* **DIRECTIONS FOR THIS TASK**
Where does the string "used" occur in the records below? Copy every line that holds it.
[[ PROVIDED INFORMATION, beginning ]]
PR #12407, opened 2017-11-22
Added missing dependencies of the Magento_Config module.

hostep:
### Description
This was discovered in scope of https://github.com/magento/magento2/issues/12405 (which I closed because the initial post didn't contain the correct steps to reproduce, the correct ones are listed below).

I took the liberty of including more then only the `Magento_Store` module in the dependencies, because the `Magento_Config` module uses 8 other modules, so I think they should all be defined. These are the same dependencies as defined in the [`composer.json` file](https://github.com/magento/magento2/blob/2.2.1/app/code/Magento/Config/composer.json#L7-L13), but the `composer.json` file doesn't list `Magento_User`. This is I think correct, since `Magento_User` is only used in the tests. So it shouldn't be a hard dependency in the `composer.json` file, but still needs to be included in the `module.xml` file I think?

1. https://github.com/magento/magento2/issues/12405: Magento 2.2.1 - Impossible to create a new storeview

### Manual testing scenarios
1. Setup a clean Magento 2.2.1
2. Install https://github.com/baldwin-agency/magento2-module-less-js-compiler
3. After running `setup:upgrade` check your `app/etc/config.php` file, it will have `Magento_Config` as a higher priority to load then `Magento_Store`
4. Login into the backend
5. Go to Stores => All Stores
6. Click 'Create Store View'
7. Enter some dummy content in the fields and click 'Save Store View'
8. An error `Requested store is not found` is shown and no storeview is added.

### Contribution checklist

### DIFF
--- a/app/code/Magento/Config/etc/module.xml
+++ b/app/code/Magento/Config/etc/module.xml
@@ -6,5 +6,16 @@
  */
 -->
 <config xmlns:xsi="http://www.w3.org/2001/XMLSchema-instance" xsi:noNamespaceSchemaLocation="urn:magento:framework:Module/etc/module.xsd">
-    <module name="Magento_Config" setup_version="2.0.0"/>
+    <module name="Magento_Config" setup_version="2.0.0">
+        <sequence>
+            <module name="Magento_Backend"/>
+            <module name="Magento_Cron"/>
+            <module name="Magento_Deploy"/>
+            <module name="Magento_Directory"/>
+            <module name="Magento_Email"/>
+            <module name="Magento_MediaStorage"/>
+            <module name="Magento_Store"/>
+            <module name="Magento_User"/>
+        </sequence>
+    </module>
 </config>


orlangur:
> because the Magento_Config module uses 8 other modules, so I think they should all be defined. These are the same dependencies as defined in the composer.json file, but the composer.json file doesn't list Magento_User

Are all those modules actually essential from data integrity perspective?

So, in sequence we need to specify only those modules which define entities in database which are used in `Magento_Config`.

hostep:
Hmm, I think this order also determines other things, quote from the [documentation](http://devdocs.magento.com/guides/v2.2/extension-dev-guide/build/module-load-order.html):
> `<sequence>` declares the list of components that must be loaded before the current component is loaded. It’s used for loading different kind of files: configuration files, view files (including CSS, LESS, and template files), or setup classes.

Any idea how I can determine what modules should be included in the `<sequence>` and which ones not?

orlangur:
@hostep yes, it determines order of all these things, just that in most cases it is needed for DB stuff.

Only those modules for which order is proven to be important should be included. I don't know an easy way, just check the occurrences of each module in Magento_Config should be analyzed and then understood whether the things will break in case of opposite module loading order.

hostep:
I'm closing this, no longer convinced this is the correct solution. I reopened https://github.com/magento/magento2/issues/12405 with the proper steps of how to reproduce the bug and added a new comment.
[[ PROVIDED INFORMATION, end ]]
* **WRITTEN ANSWER**
I took the liberty of including more then only the `Magento_Store` module in the dependencies, because the `Magento_Config` module uses 8 other modules, so I think they should all be defined. These are the same dependencies as defined in the [`composer.json` file](https://github.com/magento/magento2/blob/2.2.1/app/code/Magento/Config/composer.json#L7-L13), but the `composer.json` file doesn't list `Magento_User`. This is I think correct, since `Magento_User` is only used in the tests. So it shouldn't be a hard dependency in the `composer.json` file, but still needs to be included in the `module.xml` file I think?
So, in sequence we need to specify only those modules which define entities in database which are used in `Magento_Config`.
> `<sequence>` declares the list of components that must be loaded before the current component is loaded. It’s used for loading different kind of files: configuration files, view files (including CSS, LESS, and template files), or setup classes.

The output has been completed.